→ **YOUR TASK**
Return the run of lines below that opens with the line containing "PR #501, opened 2018-01-08" and closes with the line containing "mhuggins: You probably", keeping each one exact.

→ **EXCERPTED DATA**

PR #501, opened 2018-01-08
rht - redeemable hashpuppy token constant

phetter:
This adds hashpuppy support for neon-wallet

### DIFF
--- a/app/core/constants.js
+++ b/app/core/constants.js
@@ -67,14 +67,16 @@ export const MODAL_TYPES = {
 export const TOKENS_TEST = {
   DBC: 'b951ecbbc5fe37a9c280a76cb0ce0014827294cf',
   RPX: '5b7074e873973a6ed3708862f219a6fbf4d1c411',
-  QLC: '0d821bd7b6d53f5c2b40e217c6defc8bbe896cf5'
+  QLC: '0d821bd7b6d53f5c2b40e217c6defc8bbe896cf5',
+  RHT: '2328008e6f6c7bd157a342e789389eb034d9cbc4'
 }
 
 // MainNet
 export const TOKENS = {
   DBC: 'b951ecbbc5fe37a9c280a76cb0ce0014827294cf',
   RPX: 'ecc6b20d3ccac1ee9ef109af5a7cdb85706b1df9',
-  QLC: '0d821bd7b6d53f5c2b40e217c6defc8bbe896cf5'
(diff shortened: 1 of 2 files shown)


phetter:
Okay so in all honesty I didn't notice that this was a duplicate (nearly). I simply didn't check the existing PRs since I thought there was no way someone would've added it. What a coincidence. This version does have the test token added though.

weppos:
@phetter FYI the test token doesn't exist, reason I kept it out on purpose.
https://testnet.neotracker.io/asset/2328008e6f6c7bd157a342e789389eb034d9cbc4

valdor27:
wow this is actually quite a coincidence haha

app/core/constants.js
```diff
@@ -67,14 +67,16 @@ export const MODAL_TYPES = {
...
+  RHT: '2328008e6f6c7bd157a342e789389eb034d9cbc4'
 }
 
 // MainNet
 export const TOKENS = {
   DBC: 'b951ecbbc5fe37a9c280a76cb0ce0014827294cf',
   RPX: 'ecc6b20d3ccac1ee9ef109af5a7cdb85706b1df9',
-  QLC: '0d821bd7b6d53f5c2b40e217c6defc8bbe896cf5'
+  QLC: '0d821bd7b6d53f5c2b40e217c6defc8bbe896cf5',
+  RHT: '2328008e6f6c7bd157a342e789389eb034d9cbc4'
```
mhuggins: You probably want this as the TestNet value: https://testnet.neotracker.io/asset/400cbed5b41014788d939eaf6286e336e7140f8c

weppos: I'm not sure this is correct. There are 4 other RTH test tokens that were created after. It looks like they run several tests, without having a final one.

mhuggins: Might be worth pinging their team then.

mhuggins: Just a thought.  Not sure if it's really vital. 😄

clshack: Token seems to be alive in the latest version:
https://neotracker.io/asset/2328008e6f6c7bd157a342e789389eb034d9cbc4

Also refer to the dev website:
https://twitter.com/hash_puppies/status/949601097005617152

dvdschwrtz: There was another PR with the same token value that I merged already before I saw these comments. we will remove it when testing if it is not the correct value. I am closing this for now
==
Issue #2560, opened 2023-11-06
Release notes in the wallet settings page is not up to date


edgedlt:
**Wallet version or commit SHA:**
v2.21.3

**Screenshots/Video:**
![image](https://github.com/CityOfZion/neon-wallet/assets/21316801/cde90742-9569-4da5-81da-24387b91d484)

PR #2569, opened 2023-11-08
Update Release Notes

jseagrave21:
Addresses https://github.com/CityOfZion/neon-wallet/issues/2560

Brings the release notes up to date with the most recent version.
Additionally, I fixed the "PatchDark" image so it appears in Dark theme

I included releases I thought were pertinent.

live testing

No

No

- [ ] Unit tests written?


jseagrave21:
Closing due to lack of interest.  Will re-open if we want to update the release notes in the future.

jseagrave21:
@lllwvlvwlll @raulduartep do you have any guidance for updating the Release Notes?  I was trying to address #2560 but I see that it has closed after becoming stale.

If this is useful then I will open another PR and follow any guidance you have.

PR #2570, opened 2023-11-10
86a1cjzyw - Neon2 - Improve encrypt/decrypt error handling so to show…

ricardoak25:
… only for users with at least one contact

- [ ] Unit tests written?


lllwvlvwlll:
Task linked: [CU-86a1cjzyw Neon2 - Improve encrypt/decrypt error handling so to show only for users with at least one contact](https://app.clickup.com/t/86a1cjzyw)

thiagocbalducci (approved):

→ **ANSWER TO THIS EXERCISE**
PR #501, opened 2018-01-08
rht - redeemable hashpuppy token constant

phetter:
This adds hashpuppy support for neon-wallet

### DIFF
--- a/app/core/constants.js
+++ b/app/core/constants.js
@@ -67,14 +67,16 @@ export const MODAL_TYPES = {
 export const TOKENS_TEST = {
   DBC: 'b951ecbbc5fe37a9c280a76cb0ce0014827294cf',
   RPX: '5b7074e873973a6ed3708862f219a6fbf4d1c411',
-  QLC: '0d821bd7b6d53f5c2b40e217c6defc8bbe896cf5'
+  QLC: '0d821bd7b6d53f5c2b40e217c6defc8bbe896cf5',
+  RHT: '2328008e6f6c7bd157a342e789389eb034d9cbc4'
 }
 
 // MainNet
 export const TOKENS = {
   DBC: 'b951ecbbc5fe37a9c280a76cb0ce0014827294cf',
   RPX: 'ecc6b20d3ccac1ee9ef109af5a7cdb85706b1df9',
-  QLC: '0d821bd7b6d53f5c2b40e217c6defc8bbe896cf5'
(diff shortened: 1 of 2 files shown)


phetter:
Okay so in all honesty I didn't notice that this was a duplicate (nearly). I simply didn't check the existing PRs since I thought there was no way someone would've added it. What a coincidence. This version does have the test token added though.

weppos:
@phetter FYI the test token doesn't exist, reason I kept it out on purpose.
https://testnet.neotracker.io/asset/2328008e6f6c7bd157a342e789389eb034d9cbc4

valdor27:
wow this is actually quite a coincidence haha

app/core/constants.js
```diff
@@ -67,14 +67,16 @@ export const MODAL_TYPES = {
...
+  RHT: '2328008e6f6c7bd157a342e789389eb034d9cbc4'
 }
 
 // MainNet
 export const TOKENS = {
   DBC: 'b951ecbbc5fe37a9c280a76cb0ce0014827294cf',
   RPX: 'ecc6b20d3ccac1ee9ef109af5a7cdb85706b1df9',
-  QLC: '0d821bd7b6d53f5c2b40e217c6defc8bbe896cf5'
+  QLC: '0d821bd7b6d53f5c2b40e217c6defc8bbe896cf5',
+  RHT: '2328008e6f6c7bd157a342e789389eb034d9cbc4'
```
mhuggins: You probably want this as the TestNet value: https://testnet.neotracker.io/asset/400cbed5b41014788d939eaf6286e336e7140f8c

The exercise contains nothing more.